StructBreak: Structural Cognitive Overload-Induced Safety Failures in MLLMs
For developers and users of multimodal LLMs, this work exposes a critical safety vulnerability arising from structural reasoning, highlighting the inadequacy of existing alignment methods.
The paper identifies Structural Cognitive Overload (SCO) as a cause of safety failures in MLLMs and proposes StructBreak, an automated framework to exploit this vulnerability. Under black-box settings, it achieves a 92% average attack success rate (up to 97% on Gemini 2.5) across ten threat scenarios, revealing that current alignment paradigms are insufficient for complex multimodal reasoning.

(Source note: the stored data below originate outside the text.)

PR #7020, opened 2026-05-06
fix(formBuilder): null language on multilingual XLSForm save DEV-2095

noliveleger:
### 📣 Summary

Opening the Form Builder fails with a "language needs to be configured" error after saving a multilingual form (one with labels in multiple languages and a `default_language` setting).

### 📖 Description

When a multilingual XLSForm (with labels in two or more languages and a `default_language` set) is uploaded and then edited in the Form Builder, saving the form once corrupts the language configuration. On the next attempt to open the Form Builder, an error appears indicating a language needs to be configured. Visiting "Manage Languages" shows an unknown blank language has been created, and the form becomes uneditable.

### 💭 Notes

Root cause — frontend (unnullifyTranslations in formBuilderUtils.ts)

When the Form Builder loads, inputParser.parse() mutates its input object to add translations_0 (the default language name), nullify translations[0], and normalize settings from an array to an object. Survey.loadDict was passing state.asset.content directly, so those mutations landed on the live state.asset.content object. React Query's background re-fetch then replaced state.asset with a fresh API response, losing those mutations. launchAppForSurveyContent early-returns because app is already initialised, so the mutations never run again. At save time, unnullifyTranslations was reading state.asset.content, found translations_0 = undefined, set defaultLang = null, and skipped the rename — plain label keys reached the backend.

**Fix — frontend**

Pass clonedeep(assetContent) to Survey.loadDict so inputParser.parse() mutates only the copy. state.asset.content stays as the raw API object; any React Query re-fetch replaces it with identical data and no mutations are lost.

At both save paths (previewForm and saveForm), pass app.survey._initialParams to unnullifyTranslations instead of state.asset.content. _initialParams is assigned at Survey construction time directly from the already-mutated parse result and is stable for the lifetime of the Survey instance.

Guard both call sites on app.survey._initialParams?.translations_0 rather than state.asset?.content, so the rename only runs when a default language is known — correctly skipping new forms and monolingual forms.

**Fix — backend defensive (`__normalize_settings_and_translations` in `asset.py`)**

`expand_content_in_place` already flags a plain `label` column as `UNTRANSLATED` and appends `None` to the translations list, producing a spurious unnamed language. The method already converts plain `hint` strings to `hint::default_lang`; the same is now done for `label`, but only when `len(existing_translations) > 1` to leave single-language forms (where a plain `label` is intentional) unchanged. Choices rows are also covered.

### 👀 Preview steps

1. ℹ️ Create an XLSForm with two language columns (`label::English (en)`, `label::French (fr)`) and `default_language: English (en)` in the settings sheet.
2. Upload it as a new project (or replace an existing form).
3. Open the Form Builder — it loads without error.
4. Modify any question label, then save and close.
5. 🔴 [on main] Re-opening the Form Builder shows an error about an unnamed language; "Manage Languages" reveals a blank/unknown language entry.
6. 🟢 [on PR] Re-opening the Form Builder works correctly; both original languages are present.

### DIFF
--- a/jsapp/js/components/formBuilder/formBuilderUtils.ts
+++ b/jsapp/js/components/formBuilder/formBuilderUtils.ts
@@ -46,7 +46,12 @@ export function unnullifyTranslations(surveyDataJSON: string, assetContent: Asse
   // set default_language
   let defaultLang = assetContent.translations_0
   if (!defaultLang) {
-    defaultLang = null
+    // Fallback: after a background re-fetch, state.asset.content is replaced with a
+    // fresh API object that doesn't have translations_0 (a frontend-only mutation).
+    // launchAppForSurveyContent early-returns in that case (app already initialized),
+    // so the mutation never runs again. Derive the default language from
+    // settings.default_language to avoid sending plain `label` keys to the backend.
+    defaultLang = assetContent.settings?.default_language || null
   }
   if (!surveyData.settings[0].default_language && defaultLang !== null) {
     surveyData.settings[0].default_language = defaultLang
--- a/jsapp/js/components/formBuilder/formBuilderUtils.ts
+++ b/jsapp/js/components/formBuilder/formBuilderUtils.ts
@@ -32,27 +32,19 @@ export function surveyToValidJson(survey: Survey) {
 /**
  * This function reverses what `nullifyTranslations` did to the form data.
  */
-export function unnullifyTranslations(surveyDataJSON: string, assetContent: AssetContent) {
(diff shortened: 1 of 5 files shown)


RuthTurk (approved):
Backend code lgtm

pauloamorimbr (approved):
LGTM! 👏🏻

tiritea:
FWIW we're getting a lot of traffic on the Forum from users about translation issues (I assume probably stemming this bug?) so it would be probably be good to get this deployed as soon as possible to see if it clears up most of their problems.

Multimodal Large Language Models (MLLMs) excel at structural reasoning yet suffer from a sharp logical brittleness in structural consistency. We term this phenomenon Structural Cognitive Overload (SCO), a byproduct of the contention between deep reasoning and safety alignment. However, prior work has predominantly targeted typographic and pixel-level perturbations, leaving the study of SCO largely unexplored. To this end, we propose StructBreak, an automated end-to-end framework designed to quantify SCO. By leveraging StructBreak, we uncover a novel higher-order cognitive overload attack paradigm; notably, this attack operates under a practical black-box setting, requiring no internal model access. Consequently, we utilize this framework to establish a comprehensive benchmark spanning ten diverse threat scenarios. Empirical evaluations on six leading MLLMs reveal that SCO readily triggers toxic generation, yielding a 92% average ASR (up to 97% on Gemini 2.5). To elucidate the mechanism of SCO, we further conduct model-level interpretations spanning attention dynamics, latent space topology, and geometric analysis. Our findings reveal that StructBreak acts as a novel structural channel to circumvent safety filters. Furthermore, the limited efficacy of inherent safety mechanisms underscores that current alignment paradigms are insufficient for the era of complex multimodal reasoning.